The UK market, as measured by the FT-SE 100 share index, ended the week at a new high of 3,100.6. It is now beckoning to small investors in a way not seen since before the 1987 stock market crash.

Unit trust companies reported booming sales figures this week, with net sales to the public of pounds 453m in July, a 25 per cent rise over June. Goldman Sachs added to the euphoria with a forecast that, worldwide, shares would be the 'best-performing financial asset over the next six to 12 months'.

But first-time investors need to keep these developments in perspective.

Simon Corbett, head of UK private clients at James Capel, said: 'Sentiment in the market is strong at the moment. It is looking forward to being pleasantly surprised. But the market can turn on a sixpence. When interest rates do fall the market may start to come off.'

Capel's forecast for the year-end FT-SE 100 index is 3,200. In other words, investors may have missed the best of this year's surge although Capel is forecasting that it will end 1994 at 3,500.

Nigel Bartram, marketing director of ShareLink, the no-frills dealing service, points out that the highs in the market are a continuation of a trend that became established several months ago.

Advisers are being approached now by first-time share buyers and are having to drive home basic messages: everyone needs a store of emergency cash on deposit; look to postal accounts for higher rates (see page 23); do not put everything into one share or fund; be aware that at worst you can lose everything in shares.

Paul Boni of Berry, Birch & Noble says that, before considering the stock market, people worried about income should look at whether they are receiving all the social security benefits to which they are entitled. 'They should also consider their tax position.
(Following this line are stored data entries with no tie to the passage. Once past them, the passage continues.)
PR #990, opened 2022-02-24
feat: apply font size and padding based on settings

HendrikThePendric:
Implements Visualization sizes from options 

---

### Key features

1. Data table cells are padded according to the "Display density" option
2. Data table cells get a font size from the "Font size" option 

---

### Description

This PR comes with some notes:
- The data-table component from @dhis2/ui did already come with a `large` prop, but no `small` prop was available yet, and this is not planned either. Joe advised to apply custom styling in the app, which I did.
- Changing the content of the pagination is a bit tricky. So it was discussed that for the MVP we just decrease the padding a bit when the dispaly density changes. 

---

### TODO

-   [ ] The data table in `@dhis2/ui` uses a slightly different padding and font-size for the header cells than for the body cells. We probably need to do the same for this custom data-table. I've already implemented individual style rules for the header and body cells, but they currently hold the same values. So once @cooper-joe provides the correct values for the header it will be simply a matter of copying these to the stylesheet.
- [ ] Pagination padding values need to be verified by @cooper-joe and adjusted where needed.

---

### Screenshots

*Compact / Small*
Screenshot 2022-02-24 at 16 57 36

*Normal / Normal*
Screenshot 2022-02-24 at 16 59 20

*Comfortable / Large*
Screenshot 2022-02-24 at 17 00 18

*Compact / Large*
Screenshot 2022-02-24 at 17 01 44
*I've included this one because this unexpected combination actually looks pretty useful*

### DIFF
--- a/src/components/Visualization/styles/Visualization.module.css
+++ b/src/components/Visualization/styles/Visualization.module.css
@@ -59,19 +59,63 @@
 .stickyNavigation {
     position: sticky;
     left: 0;
+}
+
+/* Table header cells in various sizes */
+.dataTable .headerCell.fontSizeLarge {
+    font-size: 15px;
+    line-height: 16px;
+}
+.dataTable .headerCell.fontSizeNormal {
+    font-size: 12px;
+    line-height: 13px;
+}
+.dataTable .headerCell.fontSizeSmall {
+    font-size: 10px;
+    line-height: 11px;
+}
+.dataTable .headerCell.sizeComfortable {
+    padding: 16px 12px;
+}
+.dataTable .headerCell.sizeNormal {
+    padding: 8px 8px;
+}
+.dataTable .headerCell.sizeCompact {
+    padding: 4px 8px;
+}
+
+/* Table body cells in various sizes */
+.dataTable .cell.fontSizeLarge {
+    font-size: 15px;
+    line-height: 16px;
+}
+.dataTable .cell.fontSizeNormal {
+    font-size: 12px;
+    line-height: 13px;
+}
+.dataTable .cell.fontSizeSmall {
+    font-size: 10px;
+    line-height: 11px;
+}
+.dataTable .cell.sizeComfortable {
+    padding: 16px 12px;
+}
+.dataTable .cell.sizeNormal {
+    padding: 8px 8px;
+}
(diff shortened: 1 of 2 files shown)


src/components/Visualization/styles/Visualization.module.css
```diff
@@ -59,19 +59,63 @@
...
+}
+.dataTable .headerCell.sizeComfortable {
+    padding: 16px 12px;
+}
+.dataTable .headerCell.sizeNormal {
+    padding: 8px 8px;
+}
+.dataTable .headerCell.sizeCompact {
+    padding: 4px 8px;
 }
```
HendrikThePendric, line 85: Change these values according to input from @cooper-joe

src/components/Visualization/styles/Visualization.module.css
```diff
@@ -59,19 +59,63 @@
...
-    font-size: 10px !important;
+/* Sizes for the table footer */
+.dataTable .stickyNavigation.sizeComfortable {
+    padding: 14px 12px;
+}
+.dataTable .stickyNavigation.sizeNormal {
+    padding: 10px 12px;
+}
+.dataTable .stickyNavigation.sizeCompact {
+    padding: 6px 12px;
```
HendrikThePendric, line 118: Change these values according to input from @cooper-joe

src/components/Visualization/styles/Visualization.module.css
```diff
@@ -59,19 +59,63 @@
...
+    line-height: 11px;
+}
+.dataTable .headerCell.sizeComfortable {
+    padding: 16px 12px;
+}
+.dataTable .headerCell.sizeNormal {
+    padding: 8px 8px;
+}
+.dataTable .headerCell.sizeCompact {
+    padding: 4px 8px;
```
HendrikThePendric, line 84: Change these values according to input from @cooper-joe

cooper-joe:
Updated styles for the header cells, which use slightly different padding to the content cells:

**Padding**
Comfortable: `padding: 12px 12px`,
Normal: `padding: 4px 8px`,
Compact: `padding: 0px 8px`,

**Font size / Line height**
No change, uses same styles as content cells.

janhenrikoverland (approved):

I am sure many husbands and wives are not taking advantage of independent taxation by transferring allowances between them.'

With shares at current levels, advisers also caution against plunging large lump sums into the market. Novices should dribble money in gradually, possibly through unit or investment trust savings schemes or a low-cost personal equity plan. Figures from the Association of Unit Trusts and Investment Funds show that pounds 30 a month invested over 10 years through a PEP in the median-performing UK equity income unit trust would have been worth pounds 7,580 by the beginning of July this year, against a total of pounds 3,600 invested.

A share-dealing service being launched next week claims to be the first to allow investors to buy shares on their Switch and Delta cards.

Cardholders will be able to buy shares by sending a form by post or fax to City Deal Services, the Romford-based operators of the new Postrade system. But competitors are surprised by the move. ShareLink, for example, has been unable to find a way of introducing debit cards for its telephone service despite two years of negotiations with the card authorities.

Stephen Pinner, managing director of City Deal Services, said: 'We

had a lot of help from NatWest.'

Postrade will charge a flat commission rate of pounds 9 for each deal with an additional charge of pounds 1 per pounds 1,000 of trade value. As an introductory offer, between Wednesday's launch and 17 September, sales of privatisation stock under pounds 20,000 can be made for pounds 8.50.